▸ INSTRUCTIONS FOR THE TASK:
Look for the string "each" in the listing below and copy every line in which it appears.

▸ THE DATA:
>>>

PR #16570, opened 2024-08-30
Bug/57508 custom fields with format string text bool link and date dont forbid multi select internally and have handling in ordering

toy:
# Ticket
[OP#57508](https://community.openproject.org/work_packages/57508)

What are you trying to accomplish?
Cleanup custom field ordering from unsupported cases, and check that multi_value (and allow_non_open_versions) are not assignable on model level and not only on UI level.

# Merge checklist

- [ ] Added/updated tests

### DIFF
--- a/app/models/custom_field.rb
+++ b/app/models/custom_field.rb
@@ -268,6 +268,10 @@ class CustomField < ApplicationRecord
     field_format == "list"
   end
 
+  def user?
+    field_format == "user"
+  end
+
   def version?
     field_format == "version"
   end
@@ -281,7 +285,7 @@ class CustomField < ApplicationRecord
   end
 
   def multi_value_possible?
-    %w[version user list].include?(field_format)
+    version? || user? || list?
   end
 
   def allow_non_open_versions_possible?
--- a/app/models/custom_field.rb
+++ b/app/models/custom_field.rb
@@ -281,13 +281,11 @@ class CustomField < ApplicationRecord
   end
 
   def multi_value_possible?
-    %w[version user list].include?(field_format) &&
-      [ProjectCustomField, WorkPackageCustomField, TimeEntryCustomField, VersionCustomField].include?(self.class)
+    %w[version user list].include?(field_format)
   end
 
   def allow_non_open_versions_possible?
-    version? &&
-      [ProjectCustomField, WorkPackageCustomField, TimeEntryCustomField, VersionCustomField].include?(self.class)
+    version?
   end
 
   ##
--- a/app/models/custom_field.rb
+++ b/app/models/custom_field.rb
@@ -277,17 +277,9 @@ class CustomField < ApplicationRecord
     field_format == "bool"
   end
 
-  def multi_value?
-    multi_value
-  end
-
   def multi_value_possible?
     %w[version user list].include?(field_format) &&
       [ProjectCustomField, WorkPackageCustomField, TimeEntryCustomField, VersionCustomField].include?(self.class)
-  end
-
-  def allow_non_open_versions?
-    allow_non_open_versions
   end
 
   def allow_non_open_versions_possible?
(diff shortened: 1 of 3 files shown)


toy:
@ulferts I have removed checking for custom field class from `multi_value_possible?` and `allow_non_open_version_possible?` checks, do you remember why where they needed (added in [OP#34073](https://community.openproject.org/projects/stadt-koeln/work_packages/34073))?

app/views/custom_fields/_form.html.erb
```diff
@@ -118,7 +118,7 @@ See COPYRIGHT and LICENSE files for more details.
     </fieldset>
   <% end %>
 
-  <% if @custom_field.new_record? || @custom_field.version? || @custom_field.allow_non_open_versions_possible? %>
```
ulferts, line 121: Thanks for the cleanup in here. It was confusing before.

app/models/custom_field.rb
```diff
@@ -277,22 +280,12 @@ def boolean?
...
-  end
-
   def multi_value_possible?
-    %w[version user list].include?(field_format) &&
-      [ProjectCustomField, WorkPackageCustomField, TimeEntryCustomField, VersionCustomField].include?(self.class)
-  end
-
-  def allow_non_open_versions?
-    allow_non_open_versions
+    %w[version user list].include?(field_format)
```
ulferts: You could also write it like this:

```
version? || user? || list?
```

which would be more in line with the implemenation of `allow_non_open_versions_possible?`. But that is just an idea and not a necessity.

ulferts:
> @ulferts I have removed checking for custom field class from `multi_value_possible?` and `allow_non_open_version_possible?` checks, do you remember why where they needed (added in [OP#34073](https://community.openproject.org/projects/stadt-koeln/work_packages/34073))?

From the looks of the [commit that introduced it](https://github.com/opf/openproject/commit/9edc7244a94#diff-694e91add82ff0c4a4d4af8ab641148e51cf7db9c077c6156e58c2253d091a44R265-R268) it looks like it was introduced to prevent the select being displayed for custom fields on TimeEntries. That was later on changed to also allow multi select for TimeEntry- and VersionCustomField. So I guess it is ok to remove the limitation as `OpenProject::CustomFieldFormat` covers which customized model should get the fields and currently all of those in there should have that option.

ulferts (approved):
Nice change here @toy.

I have one idea but feel free to ignore it. Good to merge in any case.

app/models/custom_field.rb
toy: I also noticed it, but too quickly ignored probably thinking about efficiency, but `version? || user? || list?` is also more explicit

toy: Made me wonder, also not important in this case, but it is not even slower:
```ruby
require 'benchmark/ips'

class CustomField
  attr_reader :field_format

  def initialize(field_format)
    @field_format = field_format
  end

  def list?
    field_format == "list"
  end

  def version?
    field_format == "version"
  end

  def user?
    field_format == "user"
  end

  def multi_value_possible1?
    %w[version user list].include?(field_format)
  end

  def multi_value_possible2?
    version? || user? || list?
  end
end

cfs = [
  CustomField.new('version'),
  CustomField.new('user'),
  CustomField.new('list'),
  CustomField.new('foobar'),
]

Benchmark.ips do |x|
  x.report('include?') { cfs.each(&:multi_value_possible1?) }

  x.report('x? || y? || z?') { cfs.each(&:multi_value_possible2?) }

  x.compare!
end
```
gives
```
Warming up --------------------------------------
            include?   173.006k i/100ms
      x? || y? || z?   185.909k i/100ms
Calculating -------------------------------------
            include?      1.731M (± 0.6%) i/s  (577.81 ns/i) -      8.823M in   5.098375s
      x? || y? || z?      1.851M (± 0.4%) i/s  (540.34 ns/i) -      9.295M in   5.022755s

Comparison:
      x? || y? || z?:  1850702.9 i/s
            include?:  1730668.9 i/s - 1.07x  slower
```

PR #16587, opened 2024-09-02
[#57016] updated status API specification

Kharonus:
# Ticket
[#57016](https://community.openproject.org/work_packages/57016)

- more complete status API specification

### DIFF
--- a/docs/api/apiv3/components/schemas/status_model.yml
+++ b/docs/api/apiv3/components/schemas/status_model.yml
@@ -9,52 +9,45 @@ properties:
   id:
     type: integer
     description: Status id
-    readOnly: true
     minimum: 1
   name:
     type: string
     description: Status name
-    readOnly: true
-  position:
-    type: integer
-    description: Sort index of the status
-    readOnly: true
-  isDefault:
-    type: boolean
-    readOnly: true
   isClosed:
     type: boolean
-    description: are tickets of this status considered closed?
-    readOnly: true
+    description: Indicates, whether work package of this status are considered closed
+  color:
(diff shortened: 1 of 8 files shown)


docs/api/apiv3/components/schemas/status_model.yml
```diff
@@ -9,52 +9,45 @@ properties:
...
   isReadonly:
     type: boolean
-    description: are tickets of this status read only?
-    readOnly: true
+    description: Indicates, whether work package of this status are readonly
+  excludedFromTotals:
+    type: boolean
+    description: |-
+      Indicates, whether work package of this status are excluded from totals of `Work`, `Remaining work`, and
+      `% Complete` in a hierarchy.
```
cbliard, line 33: Kudos for also adding that one 👍

cbliard (changes requested):
Looks good to me 👍 

The review was a bit tedious to do. I would have appreciated to have separate commits for purely cosmetic changes like changing attributes order to match the order returned by the API (good thnig BTW), changing single quotes to double quotes, moving stuff around without modifying, etc, and for the intended change like adding `color` and `excludeFromTotals`. That would have been easier to review.

Also in some places, you used "status" for the plural form whereas "statuses" is used everywhere else in the app. It should be updated to statuses for consistency.

It would be great if you could also update `docs/api/apiv3/tags/statuses.yml` to match your changes (visible on http://localhost:3000/api/docs/#?route=tag--Statuses--local-properties).

cbliard (approved):
Great 👏

PR #17086, opened 2024-10-30
[58689] Eager load relations on work_packages api

cbliard:
# Ticket

https://community.openproject.org/wp/58689

Make `/api/v3/work_packages` endpoint faster.

Eager loaded relations are users (`author`, `assigned_to`, `responsible`), `priority`, and `bcf_issue`. 
- Users have a new `API::V3::WorkPackages::EagerLoading::Users`.
- `priority` and `bcf_issue` have been added in the `includes` of `API::V3::WorkPackages::WorkPackagesEagerLoadingWrapper. 

On my tests, it reduces the overall request duration by 30%. Not as much as one could hope, but still better.

Most of the time is spent rendering the JSON. That's where the N+1 was.
Still there is time consumed to render all URL, and also to sanitize the description of each work package. Not sure how to reduce that time though.

# Merge checklist

- [X] Added/updated tests

### DIFF
--- a/lib/api/v3/work_packages/eager_loading/principals.rb
+++ b/lib/api/v3/work_packages/eager_loading/principals.rb
@@ -1,0 +1,64 @@
+#-- copyright
+# OpenProject is an open source project management software.
+# Copyright (C) the OpenProject GmbH
+#
+# This program is free software; you can redistribute it and/or
+# modify it under the terms of the GNU General Public License version 3.
+#
+# OpenProject is a fork of ChiliProject, which is a fork of Redmine. The copyright follows:
+# Copyright (C) 2006-2013 Jean-Philippe Lang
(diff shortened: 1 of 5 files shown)


cbliard:
It does not work correctly: only users are preloaded. groups and placeholder users are not. I'm working on a fix.

machisuji (approved):
@cbliard 👍 Looks good to me, thanks for tuning that a little! It looks like it does break some specs, though. Once those are updated this is good to merge!

Even if only users are preloaded that's already an improvement, isn't it?

Mennder (approved):
Done

cbliard:
It's fixed now.

@machisuji yes, that's still an improvement. I'm just disappointed that I did not find something more impactful, but we are rendering a *lot* of stuff for just one work package.

PR #17090, opened 2024-10-30
Hierarchy items reorder up and down actions

brunopagno:
# Ticket
https://community.openproject.org/wp/57821/

Allow context actions for reordering hierarchical items up and down

## Screenshots
image

There was a decision on what kind of parameter should we send from the frontend to reorder. We went with an "index" based parameter on the target position we wish to prepend the item because this is most likely to work well on drag & drop commands.

# Merge checklist
- [x] Added/updated tests

### DIFF
--- a/app/controllers/admin/custom_fields/hierarchy/items_controller.rb
+++ b/app/controllers/admin/custom_fields/hierarchy/items_controller.rb
@@ -94,7 +94,7 @@ module Admin
 
         def move
           item_service
-            .reorder_item(item: @active_item, new_sort_order: params[:new_sort_order].to_i)
+            .reorder_item(item: @active_item, new_sort_order: params.require(:new_sort_order))
 
           redirect_to(custom_field_items_path(@custom_field), status: :see_other)
         end
--- a/app/controllers/admin/custom_fields/hierarchy/items_controller.rb
+++ b/app/controllers/admin/custom_fields/hierarchy/items_controller.rb
@@ -92,6 +92,13 @@ module Admin
             )
         end
 
+        def move
+          item_service
+            .reorder_item(item: @active_item, new_sort_order: params[:new_sort_order].to_i)
+
+          redirect_to(custom_field_items_path(@custom_field), status: :see_other)
+        end
+
         def destroy
           item_service
             .delete_branch(item: @active_item)
--- a/app/services/custom_fields/hierarchy/hierarchical_item_service.rb
+++ b/app/services/custom_fields/hierarchy/hierarchical_item_service.rb
@@ -103,17 +103,11 @@ module CustomFields
       def reorder_item(item:, new_sort_order:)
         return Success(item) if item.siblings.empty?
 
-        new_sort_order = [0, new_sort_order].max
+        new_sort_order = [0, new_sort_order.to_i].max
 
         return Success(item) if item.sort_order == new_sort_order
 
-        target_item = item.siblings.find_by(sort_order: new_sort_order)
-        if target_item.present?
-          target_item.prepend_sibling(item)
-        else
-          target_item = item.siblings.last
-          target_item.append_sibling(item)
-        end
+        update_item_order(item:, new_sort_order:)
 
         Success(item.reload)
       end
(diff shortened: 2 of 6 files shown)


config/routes.rb
```diff
@@ -175,9 +175,12 @@
...
         resource :project, controller: "/admin/custom_fields/custom_field_projects", only: :destroy
         resources :items, controller: "/admin/custom_fields/hierarchy/items" do
-          get :deletion_dialog, on: :member
-          get :new_child, on: :member, action: :new
-          post :new_child, on: :member, action: :create
+          member do
+            get :deletion_dialog
+            get :new_child, action: :new
+            post :new_child, action: :create
+            put :move
```
mereghost: 🟡 WDYT about a PATCH or POST here? We are technically just updating the resource (hence PATCH), OTOH this triggers a lot of side-effects on the other items so POST would also be accurate.

app/controllers/admin/custom_fields/hierarchy/items_controller.rb
```diff
@@ -87,6 +87,13 @@ def update
             )
         end
 
+        def move
+          item_service
+            .reorder_item(item: @active_item, new_sort_order: params[:new_sort_order].to_i)
```
mereghost: 🟡 `nil.to_i` and `"".to_i` both become 0. Is that intended?

app/services/custom_fields/hierarchy/hierarchical_item_service.rb
```diff
@@ -97,11 +97,24 @@ def move_item(item:, new_parent:)
...
+
+        target_item = item.siblings.find_by(sort_order: new_sort_order)
+        if target_item.present?
+          target_item.prepend_sibling(item)
+        else
+          target_item = item.siblings.last
+          target_item.append_sibling(item)
+        end
+
+        Success(item.reload)
```
apfohl: 🟡 I would guess this database query is not necessary as the return values of this method is not read.

Also, what happens, if the ordering fails for some reason?

mereghost (approved):
Looks good. Just a couple of questions/ideas.

config/routes.rb
brunopagno: I think you have a good point. I was looking at other examples and we have both routes [with put](https://github.com/opf/openproject/blob/dev/config/routes.rb#L509) and [with post](https://github.com/opf/openproject/blob/dev/config/routes.rb#L348).

I'll adjust this.

apfohl (changes requested):

app/services/custom_fields/hierarchy/hierarchical_item_service.rb
brunopagno: > this database query is not necessary as the return values of this method is not read

I am not sure what to do with this one. It is a bit more defensive to keep the reload if in the future we use this action for something else that depends on the response. But on the other hand it's an extra unnecessary query.

We could replace for an empty `Success`, similar to the `delete_branch` method.

...

> what happens, if the ordering fails for some reason?

I did not think of a path where this operation fails :grimacing:. The worse that can happen is that no reordering happens, but the operation itself is still successful, I think.

app/controllers/admin/custom_fields/hierarchy/items_controller.rb
brunopagno: I think I handled it better now. Just moved the handling to the service instead of doing magic here. And now requesting the parameter to be present.

app/services/custom_fields/hierarchy/hierarchical_item_service.rb
brunopagno: Okay, just for documenting here, I went with removing the object from the success response.

app/services/custom_fields/hierarchy/hierarchical_item_service.rb
```diff
@@ -97,11 +97,18 @@ def move_item(item:, new_parent:)
 
       # Reorder the item along its siblings.
       # @param item [CustomField::Hierarchy::Item] the parent of the node
-      # @param new_sort_order [Integer] the new parent of the node
+      # @param new_sort_order [Integer] the new position of the node
       # @return [Success(CustomField::Hierarchy::Item)]
```
apfohl: To be honest I would remove the comments. At least the return type needs to be fixed.

apfohl (changes requested):
Missed a comment.

app/services/custom_fields/hierarchy/hierarchical_item_service.rb
brunopagno: I like rdoc. They express the intention of the developer. Downside is giving maintenance, but that's fine

mereghost (approved):

apfohl (approved):

PR #17099, opened 2024-10-31
Implements the ability to add items above or below another

mereghost:
## what?

We want the users to be able to add items above or below a certain point in the hierarchy.

## How?

We are now inserting on a specific sort order, that's passed by the form as a hidden field and also a URL parameter to control where the form should be shown.

This PR also makes sure that the appearance of the diverse screens match the figma designs.

## Known issues

1. We are missing some icons
2. We still can't edit and insert at the same time.

image
image
image

Small video demo:

https://github.com/user-attachments/assets/70019468-6251-4aa6-8e38-7d37e6f1ae85

### DIFF
--- a/app/services/custom_fields/hierarchy/hierarchical_item_service.rb
+++ b/app/services/custom_fields/hierarchy/hierarchical_item_service.rb
@@ -49,12 +49,12 @@ module CustomFields
       # @param label [String] the node label/name that must be unique at the same tree level
       # @param short [String] an alias for the node
       # @return [Success(CustomField::Hierarchy::Item), Failure(Dry::Validation::Result), Failure(ActiveModel::Errors)]
-      def insert_item(parent:, label:, short: nil)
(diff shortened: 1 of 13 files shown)


app/services/custom_fields/hierarchy/hierarchical_item_service.rb
```diff
@@ -49,12 +49,12 @@ def generate_root(custom_field)
       # @param label [String] the node label/name that must be unique at the same tree level
       # @param short [String] an alias for the node
       # @return [Success(CustomField::Hierarchy::Item), Failure(Dry::Validation::Result), Failure(ActiveModel::Errors)]
-      def insert_item(parent:, label:, short: nil)
+      def insert_item(parent:, label:, short: nil, sort_order: nil)
```
brunopagno, line 53: super small, but we're missing docs for the `sort_order` param

brunopagno (approved):
These are good changes. I like much more how the ItemComponent is looking now :clap:

PR #17110, opened 2024-11-04
Make Hierarchy::Item#short unique per level

mereghost:
#### Relate WP: [OP#58852](https://community.openproject.org/projects/document-workflows-stream/work_packages/58852)

Gives `#short` the same treatment we have for labels.

### DIFF
--- a/app/contracts/custom_fields/hierarchy/update_item_contract.rb
+++ b/app/contracts/custom_fields/hierarchy/update_item_contract.rb
@@ -31,6 +31,8 @@
 module CustomFields
   module Hierarchy
     class UpdateItemContract < Dry::Validation::Contract
+      config.messages.backend = :i18n
+
       params do
         required(:item).filled(type?: CustomField::Hierarchy::Item)
         optional(:label).filled(:string)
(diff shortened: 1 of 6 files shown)


apfohl (approved):

config/locales/en.yml
```diff
@@ -299,8 +299,16 @@ en:
...
+        short:
+          not_unique: "must be unique within the same hierarchy level"
+        item:
+          root_item: "cannot be a root item"
+          not_persisted: "must be an already existing item"
     rules:
       label: "Label"
+      short: "Short"
+      item: "Item"
+      parent: "Item"
```
Kharonus: 🔴 This one will clash with my current PR. Why not translating key `parent` to `Parent`? And if it is a very specific translation (for this contract), then it should be below a namespace.

app/contracts/custom_fields/hierarchy/update_item_contract.rb
```diff
@@ -31,23 +31,29 @@
...
+
       params do
         required(:item).filled(type?: CustomField::Hierarchy::Item)
         optional(:label).filled(:string)
         optional(:short).filled(:string)
       end
 
       rule(:item) do
-        key.failure("must exist") if value.new_record?
-        key.failure("must not be a root item") if value.root?
```
Kharonus, line 42: 🟢 nice

Kharonus (changes requested):

config/locales/en.yml
mereghost: I'm ok with that.

Kharonus (approved):
LGTM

<<<

▸ YOUR RESPONSE:
  x.report('include?') { cfs.each(&:multi_value_possible1?) }
  x.report('x? || y? || z?') { cfs.each(&:multi_value_possible2?) }
Still there is time consumed to render all URL, and also to sanitize the description of each work package. Not sure how to reduce that time though.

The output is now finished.